## Exercise aim
All lines with the word "default" in the material below are required.

## Supplied records
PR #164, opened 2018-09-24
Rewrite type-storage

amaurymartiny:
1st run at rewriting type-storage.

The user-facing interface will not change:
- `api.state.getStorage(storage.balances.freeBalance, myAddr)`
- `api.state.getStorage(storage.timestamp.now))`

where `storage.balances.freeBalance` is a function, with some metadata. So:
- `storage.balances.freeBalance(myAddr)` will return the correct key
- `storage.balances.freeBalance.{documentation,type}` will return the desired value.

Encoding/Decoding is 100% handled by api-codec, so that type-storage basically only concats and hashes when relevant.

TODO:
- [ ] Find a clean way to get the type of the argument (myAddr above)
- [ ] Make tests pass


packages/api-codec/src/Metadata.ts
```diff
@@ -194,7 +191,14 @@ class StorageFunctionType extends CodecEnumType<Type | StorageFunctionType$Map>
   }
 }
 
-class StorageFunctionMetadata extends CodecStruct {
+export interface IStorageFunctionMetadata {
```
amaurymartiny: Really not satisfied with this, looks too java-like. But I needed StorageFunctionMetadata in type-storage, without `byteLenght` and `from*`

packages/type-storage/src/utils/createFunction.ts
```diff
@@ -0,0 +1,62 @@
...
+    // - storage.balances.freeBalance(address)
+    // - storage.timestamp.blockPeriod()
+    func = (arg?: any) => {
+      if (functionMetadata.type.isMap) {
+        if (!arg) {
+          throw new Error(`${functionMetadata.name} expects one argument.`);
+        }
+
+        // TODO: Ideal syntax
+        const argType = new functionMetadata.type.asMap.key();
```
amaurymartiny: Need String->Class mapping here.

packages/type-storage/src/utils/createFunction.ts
---
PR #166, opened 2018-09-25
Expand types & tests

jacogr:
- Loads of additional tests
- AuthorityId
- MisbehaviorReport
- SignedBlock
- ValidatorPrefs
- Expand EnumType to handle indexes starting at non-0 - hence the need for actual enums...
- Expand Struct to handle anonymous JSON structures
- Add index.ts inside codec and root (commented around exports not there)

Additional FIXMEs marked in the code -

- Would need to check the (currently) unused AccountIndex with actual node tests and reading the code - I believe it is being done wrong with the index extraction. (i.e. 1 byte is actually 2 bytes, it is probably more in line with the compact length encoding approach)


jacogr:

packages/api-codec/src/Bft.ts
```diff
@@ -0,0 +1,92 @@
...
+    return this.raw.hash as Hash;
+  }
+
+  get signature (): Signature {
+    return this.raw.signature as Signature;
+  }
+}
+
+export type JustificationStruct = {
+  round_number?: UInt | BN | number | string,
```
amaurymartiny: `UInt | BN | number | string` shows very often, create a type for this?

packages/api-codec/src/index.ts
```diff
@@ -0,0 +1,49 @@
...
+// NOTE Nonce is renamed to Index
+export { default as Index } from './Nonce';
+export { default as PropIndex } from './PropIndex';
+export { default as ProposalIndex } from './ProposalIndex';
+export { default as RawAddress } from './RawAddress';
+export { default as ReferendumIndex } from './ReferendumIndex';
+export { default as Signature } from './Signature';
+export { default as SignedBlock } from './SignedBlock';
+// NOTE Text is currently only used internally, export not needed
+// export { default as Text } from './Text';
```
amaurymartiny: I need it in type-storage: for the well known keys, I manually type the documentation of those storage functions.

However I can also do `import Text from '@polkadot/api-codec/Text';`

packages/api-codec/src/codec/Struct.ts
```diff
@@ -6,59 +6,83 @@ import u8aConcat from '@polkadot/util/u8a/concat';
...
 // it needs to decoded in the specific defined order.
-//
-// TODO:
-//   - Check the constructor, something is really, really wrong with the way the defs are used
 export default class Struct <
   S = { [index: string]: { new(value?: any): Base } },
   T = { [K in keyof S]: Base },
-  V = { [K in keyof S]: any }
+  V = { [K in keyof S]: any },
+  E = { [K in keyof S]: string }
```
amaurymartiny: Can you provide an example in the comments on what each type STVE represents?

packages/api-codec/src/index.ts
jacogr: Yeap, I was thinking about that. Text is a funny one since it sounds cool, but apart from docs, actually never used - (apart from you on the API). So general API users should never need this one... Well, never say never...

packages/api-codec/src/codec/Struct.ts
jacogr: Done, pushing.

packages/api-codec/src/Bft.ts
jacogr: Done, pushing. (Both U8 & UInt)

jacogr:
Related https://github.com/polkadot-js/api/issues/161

## Problem solution
+export { default as Index } from './Nonce';
+export { default as PropIndex } from './PropIndex';
+export { default as ProposalIndex } from './ProposalIndex';
+export { default as RawAddress } from './RawAddress';
+export { default as ReferendumIndex } from './ReferendumIndex';
+export { default as Signature } from './Signature';
+export { default as SignedBlock } from './SignedBlock';
+// export { default as Text } from './Text';
 export default class Struct <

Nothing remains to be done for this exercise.